From the tabs in the header bar, select Text search, and then select Samples below the search box. There are a number of metadata fields available to allow you to filter for a sample of interest to you. Not all are relevant to all samples. Within the hierarchy of biomes, navigate to environmental>aquatic>lentic. You should see 92 samples. Now select the depth filter.
How many lentic samples have depth data associated with them?
Using the sliders, can you identify a sample of a lentic water system from a depth between 47-49m?
MGnify assembly analysis¶
Now we will look at some assembly data that has been analysed by MGnify.
Search for MGYS00003598, and go to this study page. This is a large study where MGnify have assembled the raw reads from an existing public study. The list of assemblies is shown at the bottom of the study page.
How many analyses are included in this study?
Click on the 2nd analysis link in the list MGYA00510849. You could alternatively search for this accession using the text search options. Have a look at the information within the Quality control tab.
How many contigs are included in this analysis?
What length is the longest contig in this dataset?
Click on the Taxonomic analysis tab and examine the phylum composition in the graphs and the krona plot.
What proportion of the total LSU rRNA predictions are eukaryotic?
Try switching between the other available graph views.
Which phylum contains the highest proportion of LSU rRNA predictions?
Click on the Functional analysis tab. The top part of this page shows a sequence feature summary, showing the number of contigs with predicted coding sequences (pCDS), the number of pCDS with InterPro matches, etc.

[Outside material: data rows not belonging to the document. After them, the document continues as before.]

Issue #1849, opened 2026-06-22
ws-transport: push-on-change + computed-snapshot cache in PolicyService (#1512)


sameerparekh:
Part of the websocket-transport epic — see [`docs/design/websocket-transport.md`](../blob/main/docs/design/websocket-transport.md) §6.2. Directly realizes #1512 (the ~500ms per-poll snapshot recompute).

**Scope:**
- Computed-snapshot cache in `PolicyService` (`Ref[Option[(ETag, PolicySnapshot)]]`), populated on first build, **invalidated on any policy mutation** (profile/device/schedule/blocklist edit, pause/unpause, manual block/allow, time-extension) and on time-dependent transitions (schedule boundary, time-limit exhaustion) via a small re-evaluation ticker. Correctness unchanged: same snapshot bytes for a given state.
- On invalidation, rebuild **once** and publish to the `RouterWsRegistry` (sub-issue A), which pushes one `policy` frame per connected channel — snapshot computed once per change, not once per poll per router.
- The **REST poll path also reads the cache** (returns cached snapshot / 304), so un-migrated HTTP agents also stop paying the recompute — #1512 improves for everyone the moment this lands, independent of transport.
- Metric `policy_snapshot_build_total{result=computed|cache_hit}` proving the cache works + panel. EXPLAIN-verify any new query per `docs/process/query-perf.md`.

Independently shippable; improves the REST path even with zero ws agents; behavior-preserving.

Relates to #1023, #1512.

Issue #1847, opened 2026-06-22
ws-transport: capability handshake (hello/ready) + snapshotVersion + Evolution-policy doc (#376 minimal)


sameerparekh:
Part of the websocket-transport epic — see [`docs/design/websocket-transport.md`](../blob/main/docs/design/websocket-transport.md) §2. This lands the durable, minimal slice of #376 that unblocks a non-additive transport change.

Builds on the ws endpoint (sub-issue A).

**Scope:**
- `hello` (agent→server: `agentCapabilities`, `snapshotVersion`, `agentVersion`) → `ready` (server→agent: `serverCapabilities`, negotiated `snapshotVersion = min(agent.maxKnown, server.maxKnown)`) frames (§2.2). Capability sets are string sets, intersected; the extension point for future features (diffs, compression).
- `snapshotVersion` starts at **1** (today's `PolicySnapshot` shape), bumped only on a breaking shape change. Introduced **only inside the new handshake frames** — the existing snapshot/REST JSON is byte-identical, so no deployed agent parses anything new (§2.4).
- `hello`-timeout (close `4002`), version-ceiling refuse (close `4003`, fall back to cached snapshot).
- **Write the "Evolution policy" subsection** into `docs/process/wire-contract.md` + `docs/architecture.md` (the #376 ask): ignore-unknown `op` (envelope) and ignore-unknown fields (payload), the `min`-version rule, the version-ceiling refusal. Server metric `router_ws_handshake_total{result}` + panel.

Defers (still #376, NOT this issue): per-field snapshot capability gating and `snapshotVersion ≥ 2` machinery — see the follow-up (sub-issue F), which *uses* this handshake.

Relates to #1023, #376.

sameerparekh:
Won't-do — dropping the capability/version handshake as over-engineering.

**Rationale.** The ws transport carries the REST payloads verbatim (`PolicySnapshot`, `UsageReport`, events, metrics — the design is explicit that no payload shapes change). So the same discipline that keeps the REST API safe — **additive-only + ignore-unknown fields** — already makes ws evolution safe, with no version negotiation:

- `snapshotVersion` / `4003` refusal only does something for a *non-additive* snapshot change, which the wire contract forbids without a deprecation window **regardless of transport**. Negotiation unlocks nothing we're allowed to do. A v2 snapshot with new fields is just ignored by an old agent, push or poll alike.
[...]

PR #1880, opened 2026-06-22
feat(#1846): API /api/router/ws websocket transport — endpoint + {op,payload} demux + connection registry

### LINKED ISSUE #1846: ws-transport: API /api/router/ws endpoint + {op,payload} demux + connection registry

sameerparekh:
## What & why

Sub-issue **A** of the websocket-transport epic ([#1023](https://github.com/wifihaven/wifihaven/issues/1023); design [`docs/design/websocket-transport.md`](https://github.com/wifihaven/wifihaven/blob/main/docs/design/websocket-transport.md), spike [#1845](https://github.com/wifihaven/wifihaven/issues/1845) GO). This is the **server side** of the transport — the foundation the capability handshake ([#1847](https://github.com/wifihaven/wifihaven/issues/1847)), agent ws client ([#1848](https://github.com/wifihaven/wifihaven/issues/1848)), and push-on-change ([#1849](https://github.com/wifihaven/wifihaven/issues/1849)) build on.

**Purely additive** — the REST ingest/poll/metrics endpoints stay fully live (design §3); a router may use either transport. No wire-visible change to existing endpoints.

## Changes

- **`RouterWsRoutes`** — `GET /api/router/ws` via zio-http `Handler.webSocket`. Auth at upgrade time through the **existing** `RouterAuth.authenticate` (bad/missing token → 401, no 101 — same semantics as the REST 401, design §4.1); the resolved `Router` is captured once and carried for the connection. The `{op, payload, seq?}` envelope (§1.2) is demuxed on `op`:
  - `usage` / `events` / `metrics` → dispatch into the **shared** ingest services, reply with an `ack` (`ok`/`reject`).
  - `ping` → `pong` (heartbeat).
  - `hello` → logged + metered **seam** for #1847 (no `ready` negotiation here).
  - unknown `op` → ignored + metered (`unknown_op`) — forward-compat (§1.3).
  - Every frame touches `routers.last_seen_at` for uniform liveness with REST (§5.5).
- **`RouterIngestService`** — extracted the `usage`/`events` decode + per-record-skip + persistence logic out of `RouterIngestRoutes` with **no behavior change**, so REST and ws share **one** implementation (`AGENTS.md#single-source-of-truth`). REST routes are now thin adapters; a convenience overload keeps existing call sites/tests unchanged.
- **`RouterWsRegistry`** — per-router connection registry (`Ref[Map[RouterId, Set[WebSocketChannel]]]`), concurrency-safe, keyed by `RouterId`, clean connect/disconnect lifecycle. The lookup a later push path (#1849) needs + the §5.5 "router connected?" signal. Single-process (household model); multi-tenant pub/sub explicitly out of scope.
- **Metrics** (bounded labels only, via `MetricGuard`): `router_ws_connections_active` (gauge, refreshed on every register/deregister so it ages out on disconnect) and `router_ws_frames_total{op,dir,result}` (+ new bounded `dir` label key). Dedicated Grafana dashboard `router-ws-transport.json` wired into `infra/grafana/main.tf`.

> Scoped to #1846. `router_ws_policy_push_total` (push fan-out health) is deferred to #1849 with the push path that emits it, per the dashboards-match-emitted-metrics rule.

## Tests

`RouterWsSpec` — a real `Server` (ephemeral port) + real ws `Client` round trip:
- upgrade auth: missing/invalid token → 401 (no 101),
- `usage` frame → shared ingest → `traffic_reports` row + `ack ok` + registry shows the router connected,
- `ping` → `pong`.

The existing `RouterIngestSpec` (and `BlockedMacEventIngestSpec`, `DbFailureSpec`, `ErrorBoundarySpec`) act as the back-compat gate for the ingest extraction. Full `mill api.test` green; `MetricCardinalityGuardSpec` confirms the new series/label pass the cardinality firewall.

Fixes #1846
Relates to #1023

### DIFF
--- a/api/src/Main.scala
+++ b/api/src/Main.scala
@@ -299,6 +299,18 @@ object Main extends ZIOAppDefault {
       promPublisher  <- ZIO.service[PrometheusPublisher]
       routerAuth = new RouterAuthLive(routerRepo)
       routerMetrics <- RouterMetricsService.make
+      // #1846: the transport-agnostic ingest service shared by the REST ingest routes and the new
+      // websocket transport, plus the per-router ws connection registry.
+      routerIngest = new RouterIngestService(
+        routerRepo,
+        trafficRepo,
+        usageRepo,
+        deviceRepo,
+        connRepo,
+        alertRepo,
+        hsRepo,
+      )
+      wsRegistry <- RouterWsRegistry.make
       dbHealthCheck = sql"SELECT 1".query[Int].unique.transact(xa).unit
     } yield {
       // #1177: split the route composition into typed chunks. A flat `++` chain across
@@ -401,16 +413,9 @@ object Main extends ZIOAppDefault {
         RouterRoutes.routes(routerRepo, policy, routerAuth, blockEvRepo) ++
           AdminRouterRoutes.routes(auth, routerRepo) ++
           RollupAdminRoutes.routes(auth, rollupRepo2) ++
-          RouterIngestRoutes.routes(
-            routerAuth,
-            routerRepo,
-            trafficRepo,
-            usageRepo,
-            deviceRepo,
-            connRepo,
-            alertRepo,
-            hsRepo,
-          ) ++
+          RouterIngestRoutes.routes(routerAuth, routerIngest) ++
+          // #1846: additive websocket transport. REST ingest/poll/metrics above stay fully live.
+          RouterWsRoutes.routes(routerAuth, wsRegistry, routerIngest, routerMetrics, routerRepo) ++
           RouterMetricsRoutes.routes(routerAuth, routerMetrics) ++
           AlertRoutes.routes(
             auth,
--- a/api/src/metrics/Metrics.scala
+++ b/api/src/metrics/Metrics.scala
@@ -72,6 +72,10 @@ object MetricGuard {
       // stays specific — `id` would be a generic catch-all that future series
       // might mistakenly co-opt for unbounded entities.
       "blocklist_id",
+      // #1846 — websocket frame direction for `router_ws_frames_total`. A fixed
+      // 2-value enum (`in` agent→server / `out` server→agent); bounded, so it
+      // satisfies the §4 cardinality firewall.
+      "dir",
     )
 
   /**
@@ -186,6 +190,14 @@ object MetricGuard {
     "usage_post_total"                          -> Set("result", "router_id", "installation_id"),
     // Server-side ingest health for POST /api/router/metrics (#1205). Concrete, emitted now.
     "router_metrics_batches_total"              -> Set("status"),
+    // #1846 — websocket router transport (server side). `router_ws_connections_active` is the live
+    // count of open channels (a household-scoped gauge, refreshed on every register/deregister so it
+    // ages out cleanly on disconnect). `router_ws_frames_total` counts every frame demuxed/sent:
+    // `op` ∈ {hello, usage, events, metrics, ping, pong, ack, unknown} (the fixed envelope
+    // vocabulary), `dir` ∈ {in, out}, `result` ∈ {ok, reject, unknown_op}. All bounded enums — no
+    // per-mac / per-host dimension ever rides a ws metric.
+    "router_ws_connections_active"              -> Set.empty[String],
+    "router_ws_frames_total"                    -> Set("op", "dir", "result"),
     // #1718 — native OpenWRT OS-level metrics the agent collects from /proc/* and `iw dev`
     // and pushes through the existing #1205 batch transport. Gives operators the LuCI-style
     // view of router health (load / cpu / mem / bandwidth / conntrack / wifi clients) in
@@ -434,6 +446,24 @@ object AppMetrics {
 
   def recordRouterMetricsBatch(status: String): UIO[Unit] =
     MetricGuard.counter("router_metrics_batches_total", Map("status" -> status))
+
+  // ── Websocket router transport (#1846) ───────────────────────────────────────
+  // Set by RouterWsRegistry on every register/deregister: the live count of open
+  // ws channels. Refreshed to the recomputed total each time so a disconnect drives
+  // it back down (no stale high-water value). Unlabelled household-scoped gauge.
+
+  def setWsConnectionsActive(count: Int): UIO[Unit] =
+    MetricGuard.gauge("router_ws_connections_active", Map.empty, count.toDouble)
+
+  // Emitted from RouterWsRoutes for every frame demuxed (`dir=in`) or sent
+  // (`dir=out`). `op` is the envelope discriminator (a fixed enum), `dir` ∈
+  // {in, out}, `result` ∈ {ok, reject, unknown_op}. `unknown_op` is the
+  // forward-compat counter (design §1.3 — an unrecognized op is ignored + metered).
+  def recordWsFrame(op: String, dir: String, result: String): UIO[Unit] =
+    MetricGuard.counter(
+      "router_ws_frames_total",
+      Map("op" -> op, "dir" -> dir, "result" -> result),
+    )
 
   // §5.1 — server-side histogram boundaries for the router-pushed duration histograms. The agent
   // (#1206) reports cumulative bucket counts on these same boundaries; RouterMetricsService folds
--- a/api/src/metrics/Metrics.scala
+++ b/api/src/metrics/Metrics.scala
@@ -75,7 +75,7 @@ object MetricGuard {
       // #1846 — websocket frame direction for `router_ws_frames_total`. A fixed
       // 2-value enum (`in` agent→server / `out` server→agent); bounded, so it
       // satisfies the §4 cardinality firewall.
-      "dir",
+      "direction",
     )
 
   /**
@@ -194,10 +194,10 @@ object MetricGuard {
     // count of open channels (a household-scoped gauge, refreshed on every register/deregister so it
     // ages out cleanly on disconnect). `router_ws_frames_total` counts every frame demuxed/sent:
     // `op` ∈ {hello, usage, events, metrics, ping, pong, ack, unknown} (the fixed envelope
-    // vocabulary), `dir` ∈ {in, out}, `result` ∈ {ok, reject, unknown_op}. All bounded enums — no
-    // per-mac / per-host dimension ever rides a ws metric.
+    // vocabulary), `direction` ∈ {in, out}, `result` ∈ {ok, reject, unknown_op}. All bounded enums —
+    // no per-mac / per-host dimension ever rides a ws metric.
     "router_ws_connections_active"              -> Set.empty[String],
-    "router_ws_frames_total"                    -> Set("op", "dir", "result"),
+    "router_ws_frames_total"                    -> Set("op", "direction", "result"),
     // #1718 — native OpenWRT OS-level metrics the agent collects from /proc/* and `iw dev`
     // and pushes through the existing #1205 batch transport. Gives operators the LuCI-style
     // view of router health (load / cpu / mem / bandwidth / conntrack / wifi clients) in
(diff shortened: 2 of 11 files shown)


sameerparekh:
## Independent PR review — #1880 (ws transport server endpoint)

Read-only adversarial pass against the 8-dimension checklist. Reviewed the full merge-base diff `origin/main...HEAD` (9 files, +1432/−584). The headline change is an *extraction* (RouterIngestRoutes → RouterIngestService) plus three new additive files; the existing ingest suite is the back-compat gate and is unchanged.

### BLOCKERS
(none)

### SHOULD-FIX
1. **`RouterWsRoutes.scala:193-201` (ingestMetrics) duplicates the metrics-batch validation in `RouterMetricsRoutes.scala:30-44`** — both decode `RouterMetricsBatch`, meter `malformed`, check `batch.routerId != router.id` → meter `router_mismatch`, then `metricsSvc.ingest`. This is a (small) re-derivation of the same decision in two places (dimension 1). The two transports legitimately differ on the *error shape* (REST 403 text vs ws ack-reject), so only the decode+match+meter core is shareable. Recommend folding that core into `RouterMetricsService` (e.g. a `validateAndIngest(router, batch)` returning a typed mismatch) so a future change to the metrics-ingest guard can't drift. Not merge-gating: it's a 1-line equality guard, not a policy primitive like minutes-used / block-reason.
2. **Production wraps the ws route in `HttpMetrics.instrument` + `ErrorBoundary.observe` + `Readiness.gate` + `LoggingMiddleware.annotate` (`Main.scala`), but `RouterWsSpec` mounts the raw `RouterWsRoutes` only** — the upgrade-through-the-assembled-aspect-stack path is unverified. zio-http aspects are response-transparent so the 101 upgrade should pass through, but a smoke test (or a comment pinning the assumption) would close the gap. Low risk; flagging because the test claims an end-to-end proof the prod path doesn't fully share.

### NITS
1. **`RouterWsRoutes.scala:221` — `WsAck(...).toJsonAST.toOption.get`** is a latent `.get`. For a flat case class `toJsonAST` never returns `Left`, but `.getOrElse(Json.Obj())` avoids a throw-in-pure-construction smell (dimension 3, "no throw").
2. **`RouterWsRoutes.scala` `opLabel(op: String): String = "unknown"`** ignores its argument and always returns the constant — intentional (collapsing an arbitrary op to a bounded label), but the unused param reads oddly; a 0-arg `unknownOpLabel` or an inline literal would be clearer.
3. **Double deregister** — `Unregistered` handler (`:88`) and the `.ensuring` (`:93`) both call `registry.deregister`. Idempotent (set removal + gauge recompute), so harmless; noted for awareness.
4. **TDD red→green not visible in history** — the test + implementation landed in one commit rather than a failing-test-first commit (dimension 2, autonomous-session convention). No existing test was weakened (the ingest suite is untouched; a back-compat overload preserves its call sites), and the new `RouterWsSpec` genuinely asserts behavior (auth 401, usage→ack-ok + DB row + registry liveness, ping→pong), so the regression-hiding risk the rule guards against is absent — but the progression isn't reconstructable from git.

### Dimension notes (clean)
- **Wire contract (4):** additive — new route only; no existing field renamed/retyped; REST endpoints intact. ✓
- **Architecture (3):** no decision logic added to the agent; no new snapshot field; auth reuses `RouterAuth`; `Clock`/ZIO-effects respected. ✓
- **Metrics (6):** `router_ws_connections_active` (gauge) + `router_ws_frames_total{op,dir,result}` via `MetricGuard` with bounded enums; new `dir` key added to `KnownLabelKeys`; `MetricCardinalityGuardSpec` passes; dedicated dashboard registered in `infra/grafana/main.tf`. `router_ws_policy_push_total` correctly deferred to #1849 (no no-data panel). ✓
- **Security (8):** ws upgrade authed via existing per-router bearer (bad token → 401, no 101), parameterized SQL via reused repos, no secrets. ✓
- **Migrations (5):** none. **Scope (7):** focused; logging is operational, not debug cruft; issue-referenced seams, no bare TODOs. ✓

VERDICT: APPROVE

Solid, well-scoped server-side foundation: the ingest extraction is behavior-preserving (gated by the unchanged ingest suite), the demux/registry/metrics match the design, and the round-trip test proves auth + ingest + liveness. No blockers. The SHOULD-FIX items (metrics-guard duplication, assembled-stack coverage) are worth a quick pass but don't gate merge.

sameerparekh:
## Independent PR review — re-run (HEAD e9501605)

Statused the prior review (`91c8f09c`) against current code and reviewed the incremental delta `91c8f09c...e9501605` (RouterWsRoutes.scala, RouterWsSpec.scala; +23/−12).

### Prior findings — status

|---|---|---|
| SHOULD-FIX 1 | metrics-op routerId guard duplicates RouterMetricsRoutes | **NOT-ADDRESSED (accepted)** — author kept it with rationale: `RouterMetricsService.ingest` is already the shared carrier-agnostic core; only a 1-line `routerId` guard + meter wrapper differs, and the two transports legitimately diverge on error shape (REST 403 text vs ws ack-reject). Reasonable "good reason not to" per the SHOULD-FIX definition; not a policy primitive. Not merge-gating. |
| SHOULD-FIX 2 | prod aspect stack (HttpMetrics/ErrorBoundary/Readiness/Logging) not exercised by the test | **ADDRESSED** — `RouterWsSpec.buildWsRoutes` now mounts the route through `HttpMetrics.instrument(LoggingMiddleware.annotate(Readiness.gate(ErrorBoundary.observe(raw), ready=true)))`, the same stack `Main` uses; all three round-trip tests (auth-401, usage→ack-ok+registry, ping→pong) stay green through the wrapped path. The upgrade-through-middleware gap is closed with proof. |
| NIT 1 | `WsAck(...).toJsonAST.toOption.get` latent `.get` | **ADDRESSED** — now `.getOrElse(Json.Obj())` (`RouterWsRoutes.scala:225`). |
| NIT 2 | `opLabel` unused-param constant fn | **ADDRESSED** — helper removed; the unknown-op metric label is the inline bounded literal `"unknown"` with the cardinality-firewall rationale at the call site (`RouterWsRoutes.scala:148-153`). |
| NIT 3 | double deregister (Unregistered + ensuring) | NOT-ADDRESSED — unchanged; idempotent and harmless, informational only. |
| NIT 4 | TDD red→green not visible (single commit) | NOT-ADDRESSED — history-shape note; no regression-hiding risk (no existing test weakened). |

### New findings in the delta
(none) — the delta is exactly the four fixes above. The aspect-stack wrapping is correct (`Readiness.gate` passed `ZIO.succeed(true)` so the gate is open in-test; aspects are `Routes⇒Routes` and response-transparent), and removing `opLabel` for an inline literal doesn't change the emitted label.

VERDICT: APPROVE

All actionable prior findings are ADDRESSED; the one carried SHOULD-FIX is a justified accept (shared ingest core already exists, divergent error shapes). No blockers across either revision. Server-side ws transport foundation is sound, behavior-preserving on the ingest extraction, and now proven through the production middleware stack.

sameerparekh:
## Independent PR review — re-run (HEAD 8eee6b7f)

Statused priors against current code and reviewed the delta `e9501605...8eee6b7f` (Metrics.scala, router-ws-transport.json; +14/−14) — a pure label rename.

### Prior findings — status (unchanged from the e9501605 run)
|---|---|---|
| SHOULD-FIX 1 | metrics-op routerId guard overlaps RouterMetricsRoutes | NOT-ADDRESSED (accepted — shared ingest core exists; only a 1-line guard + divergent error shape differ) |
| SHOULD-FIX 2 | prod aspect stack not exercised by test | ADDRESSED (e9501605) — still in place |
| NIT 1 | `.toOption.get` | ADDRESSED (e9501605) |
| NIT 2 | `opLabel` constant fn | ADDRESSED (e9501605) |
| NIT 3 | double deregister | NOT-ADDRESSED (informational, idempotent) |
| NIT 4 | TDD red→green not in history | NOT-ADDRESSED (no regression-hiding risk) |

### New findings in the delta
(none) — renames the `router_ws_frames_total` label key `dir → direction` for readability. The rename is **consistent across all three coupling points**: `MetricGuard.KnownLabelKeys`, the `Allowed("router_ws_frames_total")` entry, and `AppMetrics.recordWsFrame` (param + Map key), plus the dashboard PromQL/legends/descriptions. `MetricCardinalityGuardSpec` (which enforces Allowed-keys ⊆ KnownLabelKeys and Allowed∩Forbidden=∅) passes, and `RouterWsSpec` stays green. Call sites pass the value positionally (`"in"`/`"out"`), so no value churn. No prod series exists yet (agent ws client is #1848), so this is a zero-cost pre-emit rename. `direction` reads unambiguously vs `dir`.

VERDICT: APPROVE

Cosmetic label-clarity rename, fully consistent across code + guard + dashboard, no behavior change. All actionable prior findings remain ADDRESSED; no blockers across any revision.

sameerparekh:
## Independent PR review — re-run (HEAD 1e8bfdff)

Statused priors against current code and reviewed the delta `8eee6b7f...1e8bfdff` — two new e2e test files (`scripts/e2e/lib/ws_send.py` +216, `scripts/e2e-router.sh` +116), adding WS↔REST ingest-transport parity coverage. No production code changed in this delta.

### Prior findings — status
|---|---|---|
| SHOULD-FIX 1 | metrics-op routerId guard overlaps RouterMetricsRoutes | NOT-ADDRESSED (accepted — shared ingest core; divergent error shapes) |
| SHOULD-FIX 2 | prod aspect stack not exercised | ADDRESSED (e9501605) — and now **additionally** exercised by a true fake-router → real-API e2e (this delta) |
| NIT 1–2 (`.get`, `opLabel`) | ADDRESSED (e9501605) |
| NIT 3–4 (double deregister, TDD history) | NOT-ADDRESSED (informational) |

### New findings in the delta
**Dimension 2 (testing) — strengthened, no findings.** The change *adds* coverage and weakens nothing. It folds the parity check into the existing `scripts/e2e-router.sh`, which the API/UI CD pipeline already runs against **both** the in-docker compose stack (the `e2e` job) and deployed staging (the api-smoke gate) — so no new GHA job, and it runs in both targets. The events leg is a real deep-parity proof (identical payloads over REST vs ws land identically, read back via the public `/api/logs` — staging-safe, no `/api/debug/*` dependency); usage/metrics are acceptance-parity (REST 200 == ws ack ok) with the rationale documented inline. Validated locally: full `e2e-router.sh` green against the stack, all four parity assertions passing.

NITS (non-blocking):
1. `scripts/e2e-router.sh` — under `set -e`, a `ws_send.py` failure aborts the script before the `ACKS_OK` check, so the captured `{"error":…}` JSON isn't surfaced in the failure line (the run just jumps to cleanup). Capturing the helper's stderr/exit before asserting would make a future ws-transport regression self-diagnosing. Minor — the step still fails closed.
2. `scripts/e2e/lib/ws_send.py` — hand-rolls RFC 6455 framing (text + control-frame handling). This is justified (stdlib-only, so it runs in the bare e2e shell over ws:// and wss:// with no pip install), but it is now a second framing implementation alongside the #1845 Lua spike. Self-contained and test-scoped; noted for awareness, not a single-source concern for production code.

### Single-source / scope / security (clean)
- `ws_send.py` is a test client; it does not duplicate any production decision. Payload builders are test fixtures mirroring the wire shapes (expected for an e2e). Focused diff, no dead code, no secrets, no production change.

VERDICT: APPROVE

The delta is additive test coverage that directly answers the "prove the shared ingest service is transport-agnostic end to end" goal, wired into the existing router e2e (docker + staging) rather than a new job. All actionable prior findings remain ADDRESSED; no blockers in any revision. NITs are observability/awareness only.

sameerparekh:
## Independent PR review — re-run (HEAD 62ae64db)

Delta `1e8bfdff...62ae64db` is a one-line security fix in the e2e helper, in response to the CodeQL high-severity alert on the prior push.

### Prior findings — status
All prior findings unchanged (SHOULD-FIX 1 accepted; SHOULD-FIX 2 + NITs 1–2 ADDRESSED in earlier revisions; informational NITs 3–4 unchanged). The two e2e NITs from the 1e8bfdff run remain non-blocking.

### New findings in the delta
**Addressed CodeQL `py/insecure-protocol` (high)** at `scripts/e2e/lib/ws_send.py:59` — `ssl.create_default_context()` still permits TLSv1/1.1; the fix pins `ctx.minimum_version = ssl.TLSVersion.TLSv1_2` for the `wss://` (staging) path. Correct and minimal; `ssl.TLSVersion` is 3.7+ (runners are 3.12). Test-only helper, no production impact. No new findings.

VERDICT: APPROVE

Security alert resolved at the floor (TLS 1.2 minimum). No blockers in any revision; the e2e parity coverage is validated locally and folded into the existing Gate-1 router e2e (docker + staging) per the testing-architecture gates.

How many predicted coding sequences (pCDS) are in the assembly?
How many pCDS have InterProScan hits?
Scroll down the page to the InterPro match summary section.
How many different InterPro entries are matched by the pCDS?

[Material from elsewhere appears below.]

PR #1872, opened 2026-06-22
ci(#1870): collapse OpenWrt Lua Tests onto run_tests.sh (single source of truth)

sameerparekh:
Fixes #1870.

## Problem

Why is this number different to the number of pCDS that have InterProScan hits?
Click on the GO Terms sub-tab. This shows a summary of the most common GO terms annotated to the pCDS as both bar charts, and pie charts.
What are the top 3 biological process terms predicted for the pCDS from this assembly?
Have a look at the information in the Pfam and KO (KEGG orthologue) sub-tabs.
Click on the Pathways/Systems tab. Have a look at the data reported in the 3 sub-tabs: KEGG Module, Genome Properties, and antiSMASH.
How many KEGG modules are reported for this assembly?
How many of these are 100% complete (i.e. all of the constituent KOs are found)?
How many Genome Properties of the category DNA handling, are found within this assembly?
What is the most common class of biosynthetic gene cluster found in this assembly?
How many non-ribosomal peptide synthetase gene clusters are identified by antiSMASH in this assembly?
Click on the Contig Viewer tab. Load the data for the 4th contig in the list by clicking on the contig name (ERZ501066.4-NODE-4-length-276957-cov-33.799655). This contig will now be loaded into the viewer.
The longest pCDS in the contig appears to start at 202339. What protein is coded for?
Looking at the antiSMASH annotations, where within the contig do any transport-related genes fall?
Zoom into that region to see the predicted regions in more detail. Have a look at the information about the various transport-related genes.
What region of the contig is predicted to code for a major facilitator transporter?
There are lots of different visualisation options available within the contig viewer. Take some time now to investigate the various options, and play about with it by looking at a few different contigs and the anotations they contain.